Why Use This Derivative Calculator?

  • Step-by-Step Solutions: Learn the differentiation process.
  • Visualization: See the function and its derivative plotted together.
  • Multiple Functions: Supports polynomials, trig, exponential, and logarithmic functions.
  • Free & Private: No registration, no data storage.
  • Mobile-Friendly: Works on any device.

Common Applications of Derivatives

  • Physics: Velocity and acceleration are derivatives of position.
  • Economics: Marginal cost and revenue are derivatives of total cost and revenue.
  • Optimization: Finding maximum and minimum values of functions.
  • Machine Learning: Gradient descent uses derivatives to minimize loss functions.
  • Biology: Population growth rates are derivatives of population functions.

❓ Derivative Calculator FAQ

What is a derivative?

A derivative measures how a function changes as its input changes. It represents the slope of the tangent line to the function's graph at any point.

What functions does this calculator support?

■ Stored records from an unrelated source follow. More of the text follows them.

Issue #770, opened 2026-05-26
tailscale_tailnet_key: recreate_if_invalid not respected when key is not found


mpminardi:
As part of https://github.com/tailscale/terraform-provider-tailscale/pull/765 logic was added to handle removing the resource from state when the controlplane returns a 404.

This change missed checking `recreate_if_invalid` before doing the above which is causing keys to be recreated when they should not be as per that setting.

PR #771, opened 2026-05-26
resource_tailnet_key: fix erroneous key recreation in not found case

mpminardi:
As part of https://github.com/tailscale/terraform-provider-tailscale/pull/765 logic was added to remove the resource from state if the remote key was not found.

This original change added a removal of the resource from state directly in the not found handling instead of letting this be handled by the existing ModifyPlan logic.

This change removes the call to resp.State.RemoveResource and instead leaves this to be handled by ModifyPlan.

Updates https://github.com/tailscale/terraform-provider-tailscale/issues/770

### DIFF
--- a/tailscale/resource_tailnet_key.go
+++ b/tailscale/resource_tailnet_key.go
@@ -239,7 +239,7 @@ func (t *tailnetKeyResource) Read(ctx context.Context, req resource.ReadRequest,
 	key, err := t.Client.Keys().Get(ctx, state.ID.ValueString())
 	if tailscale.IsNotFound(err) {
 		state.Invalid = types.BoolValue(true)
-		resp.State.RemoveResource(ctx)
+		resp.Diagnostics.Append(resp.State.Set(ctx, state)...)
 		return
 	} else if err != nil {
 		resp.Diagnostics.AddError("Failed to fetch key", fmt.Sprintf("Error reading tailnet key with id %q: %s", state.ID, err.Error()))
--- a/tailscale/resource_tailnet_key_test.go
+++ b/tailscale/resource_tailnet_key_test.go
@@ -103,9 +103,32 @@ func setKeyStep(reusable bool, recreateIfInvalid string) resource.TestStep {
 	}
 }
 
-func checkInvalidKeyRecreated(description string, reusable bool, recreateIfInvalid string, wantRecreated bool) resource.TestStep {
+type checkInvalidKeyRecreatedParams struct {
+	description       string
+	reusable          bool
+	recreateIfInvalid string
+	keyNotFound       bool
+	wantRecreated     bool
+}
+
+func checkInvalidKeyRecreated(params checkInvalidKeyRecreatedParams) resource.TestStep {
+	description := params.description
+	reusable := params.reusable
+	recreateIfInvalid := params.recreateIfInvalid
+	keyNotFound := params.keyNotFound
+	wantRecreated := params.wantRecreated
+
 	return resource.TestStep{
 		PreConfig: func() {
+			if keyNotFound {
+				newKey := testTailnetKeyStructWithID("new-key-id", reusable)
+				testServer.SetResponses([]TestResponse{
+					{Code: http.StatusNotFound},
+					{Code: http.StatusOK, Body: newKey},
+				})
+				return
+			}
+
 			oldKey := testTailnetKeyStructWithID("old-key-id", reusable)
 			oldKey.Invalid = true
 			newKey := testTailnetKeyStructWithID("new-key-id", reusable)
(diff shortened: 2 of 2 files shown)


tailscale/resource_tailnet_key_test.go
```diff
@@ -103,9 +103,30 @@ func setKeyStep(reusable bool, recreateIfInvalid string) resource.TestStep {
 	}
 }
 
-func checkInvalidKeyRecreated(description string, reusable bool, recreateIfInvalid string, wantRecreated bool) resource.TestStep {
+type checkInvalidKeyRecreatedParams struct {
```
mpminardi, line 106: Extracted the arguments into a params struct since it was getting hard to track down what was going on in calls to `checkInvalidKeyRecreated`

tailscale/resource_tailnet_key_test.go
```diff
@@ -147,40 +168,69 @@ func checkInvalidKeyRecreated(description string, reusable bool, recreateIfInval
...
 			// Now make it a single-use key.
 			setKeyStep(false, ""),
-			checkInvalidKeyRecreated("Confirm that the single-use key is not recreated", false, "", false),
+			checkInvalidKeyRecreated(checkInvalidKeyRecreatedParams{
+				description:       "Confirm that the single-use key is not recreated",
+				reusable:          false,
+				recreateIfInvalid: "",
+				wantRecreated:     false,
+			}),
+			checkInvalidKeyRecreated(checkInvalidKeyRecreatedParams{
```
mpminardi, line 194: This is the new test step that validates we aren't recreating when the key is not found. Verified that this fails before the logic change.

tailscale/resource_tailnet_key.go
```diff
@@ -238,8 +238,10 @@ func (t *tailnetKeyResource) Read(ctx context.Context, req resource.ReadRequest,
 
 	key, err := t.Client.Keys().Get(ctx, state.ID.ValueString())
 	if tailscale.IsNotFound(err) {
-		state.Invalid = types.BoolValue(true)
-		resp.State.RemoveResource(ctx)
+		if shouldRecreateIfInvalid(state.Reusable.ValueBool(), state.RecreateIfInvalid.ValueString()) {
+			state.Invalid = types.BoolValue(true)
+			resp.State.RemoveResource(ctx)
+		}
```
zofrex: Two questions:
1. Should setting invalid to true be conditional on `shouldRecreateIfInvalid`? I don't think it needs to be, as we handle that solely in `ModifyPlan` now, we don't need to fake it on read (and further down, we do set it to true unconditionally if that's what we get back from the API)
2. Do we need to actually remove the resource from the state? The early return is what fixed the prior bug, if we set invalid to true and return I _think_ everything does the right thing?

```suggestion
		state.Invalid = types.BoolValue(true)
		resp.Diagnostics.Append(resp.State.Set(ctx, state)...)
```

(ed: it does seem to work, with the addition of setting the state before returning)

tailscale/resource_tailnet_key.go
```diff
@@ -238,8 +238,10 @@ func (t *tailnetKeyResource) Read(ctx context.Context, req resource.ReadRequest,
 
 	key, err := t.Client.Keys().Get(ctx, state.ID.ValueString())
 	if tailscale.IsNotFound(err) {
-		state.Invalid = types.BoolValue(true)
-		resp.State.RemoveResource(ctx)
+		if shouldRecreateIfInvalid(state.Reusable.ValueBool(), state.RecreateIfInvalid.ValueString()) {
+			state.Invalid = types.BoolValue(true)
```
zofrex: This won't have any effect as it's not being written back

tailscale/resource_tailnet_key.go
mpminardi: Good catch! Yeah I think that just setting this to invalid + letting the `ModifyPlan` handle the actual the recreate bits should work. Will adjust this shortly.

tailscale/resource_tailnet_key.go
```diff
@@ -239,7 +239,6 @@ func (t *tailnetKeyResource) Read(ctx context.Context, req resource.ReadRequest,
 	key, err := t.Client.Keys().Get(ctx, state.ID.ValueString())
 	if tailscale.IsNotFound(err) {
 		state.Invalid = types.BoolValue(true)
```
zofrex, line 241: Still having no effect due to returning without saving

mpminardi: Whoops! Will adjust

zofrex (changes requested):
In my manual testing this doesn't handle the 404 case, the resource in my state file still has `"invalid": false` and it isn't being recreated. I think that means we need another unit test here!

mpminardi:
> In my manual testing this doesn't handle the 404 case, the resource in my state file still has `"invalid": false` and it isn't being recreated. I think that means we need another unit test here!

Oh interesting, will poke around some more on my end locally.

tailscale/resource_tailnet_key.go
mpminardi: Have a call to `resp.State.Set` here now

tailscale/resource_tailnet_key_test.go
```diff
@@ -147,40 +170,79 @@ func checkInvalidKeyRecreated(description string, reusable bool, recreateIfInval
...
 			// A single-use key with recreate=always, should be recreated.
 			setKeyStep(false, "always"),
-			checkInvalidKeyRecreated("A single-use key with recreate=always, should be recreated", false, "always", true),
+			checkInvalidKeyRecreated(checkInvalidKeyRecreatedParams{
+				description:       "A single-use key with recreate=always, should be recreated",
+				reusable:          false,
+				recreateIfInvalid: "always",
+				wantRecreated:     true,
+			}),
+			// A single-use key with recreate=always, should be recreated when the key is not found.
```
mpminardi, line 210: @zofrex added this to test that a 404 properly recreates when `recreateIfInvalid` is actually set.

zofrex (approved):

This calculator supports polynomials (x^n), trigonometric functions (sin, cos, tan), exponential functions (e^x), and logarithmic functions (ln x). It also handles products and compositions of these functions.

What is the power rule?

The power rule states that d/dx(x^n) = n·x^(n-1). For example, the derivative of x^3 is 3x^2.

What is the product rule?

The product rule states that d/dx(f·g) = f'·g + f·g'. It is used when differentiating the product of two functions.

What is the chain rule?

The chain rule states that d/dx(f(g(x))) = f'(g(x))·g'(x). It is used when differentiating composite functions.

How do I enter a function?

Use standard mathematical notation. For example, enter "x^3 + 2*x^2 - 5*x + 3" for a polynomial. Use "sin(x)", "cos(x)", "tan(x)", "exp(x)", or "ln(x)" for special functions.

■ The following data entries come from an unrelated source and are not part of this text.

PR #778, opened 2026-06-08
dns_configuration: extract a reconcileSplitDNS function

alexwlchan:
This is a leftover TODO from the migration to the plugin SDK.

Updates #cleanup


neinkeinkaffee (commented):
Might it be worthwhile, now that we can, to add a small unit test documenting what the reconciliation does (even if it's for now just one test case that more or less a copies paste of the update scenario from the resource's acc test)?

alexwlchan:
Test cases added!

neinkeinkaffee (approved):

PR #791, opened 2026-07-13
tailscale_federated_identity, tailscale_posture_integration: import empty string fields cleanly

### LINKED ISSUE #790: Importing federated_identity or posture_integration with empty string fields plans a spurious update
### Summary

Importing an existing `tailscale_federated_identity` that has no description shows a spurious in-place update on the next plan, whose only change is `updated_at -> (known after apply)`. `tailscale_posture_integration` has the same problem on `cloud_id`, `client_id`, and `tenant_id`.

### Cause

These are `Optional+Computed` attributes with a schema `Default` of `""`, but their Read path runs the API value through `CoalesceStringEmptyOrNull`, which returns null when the value is empty. On import the prior state is null, so an empty value reads back as null while the schema default plans `""`. Terraform renders the null-vs-"" mismatch as an update, and the computed `updated_at` then goes `(known after apply)`.

### Reproduce

1. Have a `tailscale_federated_identity` with no `description`.
2. `terraform import tailscale_federated_identity.example <id>`
3. `terraform plan`: the resource updates in-place, with `updated_at -> (known after apply)` as the only diff.

### Interim workaround

Set a non-empty `description` on the resource and apply it before importing. Once the field is non-empty on both the config and the API, the import is clean.

### Affected

`tailscale_federated_identity` (`description`) and `tailscale_posture_integration` (`cloud_id`, `client_id`, `tenant_id`). `tailscale_oauth_client`'s `description` is on the SDKv2 path and is not affected.

keeleysam:

Importing an existing `tailscale_federated_identity` that has no description shows a spurious in-place update on the first plan. `description` is `Optional+Computed` with a schema `Default` of `""`, but its Read path runs the API value through `CoalesceStringEmptyOrNull`, which returns a null `StringValue` when the value is empty. On import the prior model value is null, so an empty description reads back as null while the default plans `""`. That leaves a permanent null-vs-"" mismatch, which Terraform renders as an update. Because it plans an update, the computed `updated_at` also goes `(known after apply)`, so importing a batch of identities that never had descriptions looks like they are all changing when nothing actually is.

`tailscale_posture_integration` has the same shape and the same bug on `cloud_id`, `client_id`, and `tenant_id` (all `Optional+Computed` with `Default` `""`, all read through `CoalesceStringEmptyOrNull`).

The fix sets these with `types.StringValue` so an empty value stays `""`, matching the schema default, and imports cleanly. `StringValueNullIfEmpty` is unchanged and still used for the fields that are genuinely null-when-empty and have no default (logstream `s3_authentication_type`, webhook `provider_type`).

Fixes #790

- Added a unit test that imports a `tailscale_federated_identity` with no description and asserts the imported state matches (it fails without the fix on `ImportStateVerify`, passes with it). The posture case is already covered by `TestAccTailscalePostureIntegration`, which imports a Falcon integration with no `tenant_id` and runs `ImportStateVerify`.
- `tailscale_oauth_client`'s `description` is on the SDKv2 code path, which does not exhibit this, so it is untouched.
- After this change `CoalesceStringEmptyOrNull` has no remaining callers. I left it in place since it is the correct helper for its documented pattern (a null-when-empty field with no default); its two `Default: ""` call sites were the wrong use. Happy to drop it if you would rather not carry an unused helper.
- Interim workaround for anyone hitting this before a release: set a non-empty `description` (and apply) before importing, so the field is non-empty on both sides and imports clean.
- `go test ./tailscale/`, `go build`, `go vet`, and `gofmt` are all clean.


tailscale/resource_federated_identity.go
```diff
@@ -267,7 +267,11 @@ func (r *federatedIdentityResource) populateFromKey(ctx context.Context, data *f
 	var diags diag.Diagnostics
 
 	data.ID = types.StringValue(key.ID)
-	data.Description = CoalesceStringEmptyOrNull(data.Description, key.Description)
+	// description has a schema Default of "", so represent an empty description as
+	// "" rather than null. Otherwise an empty description reads back as null on
+	// import, leaving a permanent null-vs-"" mismatch that plans as a spurious
+	// in-place update (which also flips the computed updated_at to known-after-apply).
+	data.Description = types.StringValue(key.Description)
```
mpminardi, line 274: I think we can drop the leading comment here and leave the comment in the regression test since this won't be a special case after this fix!

tailscale/resource_posture_integration.go
```diff
@@ -116,9 +116,13 @@ func (p *postureIntegrationResource) Read(ctx context.Context, req resource.Read
...
 	state.ID = types.StringValue(integration.ID)
 	state.PostureProvider = types.StringValue(string(integration.Provider))
-	state.CloudID = CoalesceStringEmptyOrNull(state.CloudID, integration.CloudID)
-	state.ClientID = CoalesceStringEmptyOrNull(state.ClientID, integration.ClientID)
-	state.TenantID = CoalesceStringEmptyOrNull(state.TenantID, integration.TenantID)
+	// cloud_id / client_id / tenant_id all have a schema Default of "", so represent
+	// empty values as "" rather than null. Otherwise an empty value reads back as
+	// null on import, leaving a permanent null-vs-"" mismatch (a spurious in-place
+	// update).
+	state.CloudID = types.StringValue(integration.CloudID)
```
mpminardi, line 123: Same RE: the leading comment here!

mpminardi:
Thank you for the PR @keeleysam ! And apologies for this having slipped through.

> After this change CoalesceStringEmptyOrNull has no remaining callers. I left it in place since it is the correct helper for its documented pattern (a null-when-empty field with no default); its two Default: "" call sites were the wrong use. Happy to drop it if you would rather not carry an unused helper.

I think we can drop the helper at this point! We've standardized instead on providing a default value and the helper is now vestigial.

PR #799, opened 2026-08-03
tailscale/resource_acl: preserve policy formatting across refresh

### LINKED ISSUE #798: tailscale_acl v0.29.x: semantic changes produce unreadable full-file formatting diff
Hi 👋 !

### Description

Since upgrading the Tailscale provider from 0.28.0 to 0.29.2, any semantic change to a `tailscale_acl` resource causes Terraform/OpenTofu to display almost the entire policy file as changed.

Most displayed changes are formatting differences between:

- the canonical HuJSON returned by the Tailscale API, using tabs and canonical line wrapping; and
- the original HuJSON supplied through `templatefile`, using spaces.

Whitespace-only changes are correctly suppressed. However, once there is a genuine policy change, the plan compares the API-formatted state against the raw configured string, making the plan practically impossible to review.

This worked correctly with provider 0.28.0.

### Provider and OpenTofu versions

- tailscale/tailscale: 0.29.2
- previous working provider: 0.28.0
- OpenTofu: 1.11.2
- Platform: darwin_arm64

### Configuration

We are using it similar to the [documented example](https://registry.terraform.io/providers/tailscale/tailscale/latest/docs/resources/acl#example-usage) but use the result of templatefile.

```hcl
resource "tailscale_acl" "main" {
  acl = templatefile("${path.module}/tailscale_acl.hujson", {
    installation_names = local.installation_names
  })
}
```

Simplified policy:

```hujson
{
  "hosts": {
    "vector": "100.64.0.1",
  },

  "ipsets": {
    "ipset:monitoring-endpoints": ["add host:vector"],
  },
}
```

Making this small semantic change:

```diff
 "hosts": {
   "vector": "100.64.0.1",
+  "vector-stage": "100.64.0.2",
 },

-"ipset:monitoring-endpoints": ["add host:vector"],
+"ipset:monitoring-endpoints": ["add host:vector", "add host:vector-stage"],
```

causes the plan to show the complete policy as removed and re-added, primarily changing tabs, spaces, wrapping, alignment, and trailing commas. Excerpt from the plan output:

```diff
-     "ipsets": {
-             "ipset:monitoring-endpoints": ["add host:vector"],
-     },
+   "ipsets": {
+     "ipset:monitoring-endpoints": ["add host:vector", "add host:vector-stage"],
+   },
```

### Expected behavior

The plan should show only the semantic HuJSON changes, as it did with provider 0.28.0.

### Regression analysis

Not done personally, the LLMs knew the version it worked with before and came up with this:

This appears to be a regression from the plugin-framework migration in: https://github.com/tailscale/terraform-provider-tailscale/pull/721

Provider 0.28.0 used `StateFunc` with `hujson.Format` and `DiffSuppressOnRefresh`: https://github.com/tailscale/terraform-provider-tailscale/blob/v0.28.0/tailscale/resource_acl.go#L64-L89

In 0.29.2, `Read` stores the raw API HuJSON in state: https://github.com/tailscale/terraform-provider-tailscale/blob/v0.29.2/tailscale/resource_acl.go#L86-L100

The new plan modifier suppresses the diff when canonical state and configuration are identical. If they differ semantically, however, it leaves the raw configured value in the plan: https://github.com/tailscale/terraform-provider-tailscale/blob/v0.29.2/tailscale/plan_modifiers.go#L64-L82

This means that any real change causes Terraform to compare the server-formatted state with the differently formatted configuration.

sidsri14:
## Summary

- model `acl` with a HuJSON custom value that treats canonical formatting differences as semantically equal
- let the Plugin Framework preserve the prior user-formatted value when `Read` receives equivalent canonical HuJSON from the API
- keep genuine policy changes byte-for-byte consistent with configuration instead of rewriting the configured value during planning
- cover formatting-only equality, real semantic changes, and the plan consistency regression

## Tests

- `go test -race ./tailscale -run TestAclHuJSON -count=1`
- `go test . -count=1`
- `go vet ./tailscale`
- `go build ./...`
- `go mod verify`

A full `go test ./tailscale` run reached the unrelated `TestDeviceRetry_EventualSuccess` Plugin Testing case, which was still downloading/unpacking Terraform through `hc-install` when the explicit 90-second timeout fired. The ACL-focused tests above pass under the race detector. `TF_ACC` tests were not run because they require a live Tailscale test account.

Fixes #798


neinkeinkaffee:
Hi @sidsri14,

Making semantic changes in the diff easier to spot is a good idea, and thanks for adding a test to illustrate the intent! 

Unfortunately, when I build the provider locally and plan an ACL change that isn’t canonical HuJSON (e.g. additional levels of indentation), I get an `Error: Provider produced invalid plan`. It seems that in its current form, the change doesn’t play well with Terraform’s [data consistency rules](https://developer.hashicorp.com/terraform/plugin/framework/resources/plan-modification#caveats) that require consistency between config and plan.

sidsri14:
Thanks for reproducing this. You are right: canonicalizing a configured required value in the plan violates Terraform's data consistency rule. I replaced that approach in aaa0c20 with a HuJSON custom value implementing Plugin Framework semantic equality. Equivalent canonical API output now retains the prior user-formatted state during refresh, while a genuine change leaves the planned value exactly as configured. I also added a regression asserting that a non-canonical semantic change is not rewritten. The focused ACL tests pass under the race detector, and root tests, vet, build, and module verification pass.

What does the derivative represent geometrically?

Geometrically, the derivative at a point represents the slope of the tangent line to the function's graph at that point. It indicates how steeply the function is rising or falling.

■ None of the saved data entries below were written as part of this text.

PR #358, opened 2019-03-08
Stack shuffling

JanJecmen:
-- just to run the gitlab tests now --

- Use the cleaner api to access analysis results instead of the brittle `after(previous)`
- Fix the bug with mandelbrot that crashed the allocator
- TODO: refactor the instruction argument loading to get rid of dumb code (eg. `swap swap`..)

### DIFF
--- a/rir/src/compiler/translations/pir_2_rir/pir_2_rir.cpp
+++ b/rir/src/compiler/translations/pir_2_rir/pir_2_rir.cpp
@@ -70,9 +70,8 @@ class SSAAllocator {
 
     void computeStackAllocation() {
 
-        // For now, just flip a coin on where to put it
         static auto toStack = [](Instruction* i) -> bool {
-            return Phi::Cast(i) || !MkEnv::Cast(i);
+            return i->numberOfUses() < 2;
         };
 
         std::unordered_set<Value*> phis;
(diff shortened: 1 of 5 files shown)


JanJecmen:
The failing test was the assert `Cannot find outermost function context` in `interp.cpp` during deoptimization.. I managed to get the fail also on master, so hopefully it's not something caused by this pr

What is the difference between f'(x) and dy/dx?

Both notations represent the derivative. f'(x) is the Lagrange notation, while dy/dx is the Leibniz notation. They mean the same thing: the derivative of f with respect to x.

What is the derivative of sin(x)?

The derivative of sin(x) is cos(x). This calculator can compute this and other trigonometric derivatives.

What is the derivative of e^x?

The derivative of e^x is e^x. This is a unique property of the exponential function — it is its own derivative.

What is the derivative of ln(x)?

The derivative of ln(x) is 1/x, for x > 0.

What is the derivative of tan(x)?

The derivative of tan(x) is sec²(x) = 1/cos²(x).

How do I evaluate the derivative at a specific point?

Enable the "Show advanced options" toggle and enter a value in the "Evaluate at x =" field. The calculator will evaluate the derivative at that point.

Why is the chain rule important?

The chain rule allows us to differentiate composite functions — functions within functions. It is one of the most important rules in calculus and is used extensively in optimization and machine learning.

What is a higher-order derivative?

A higher-order derivative is the derivative of a derivative. The second derivative f''(x) measures the rate of change of the first derivative, indicating concavity. This calculator focuses on first derivatives.

How accurate is this derivative calculator?

This calculator performs symbolic differentiation using precise mathematical rules. The results are exact for the supported function types. Numeric evaluations are rounded to the specified precision.

What are derivatives used for in real life?

Derivatives are used in physics (velocity, acceleration), economics (marginal analysis), engineering (optimization), biology (population dynamics), machine learning (gradient descent), and many other fields.

Can I use this calculator for homework?

Yes! This calculator is designed to help students learn calculus by showing step-by-step solutions. It's a great tool for checking your work and understanding the differentiation process.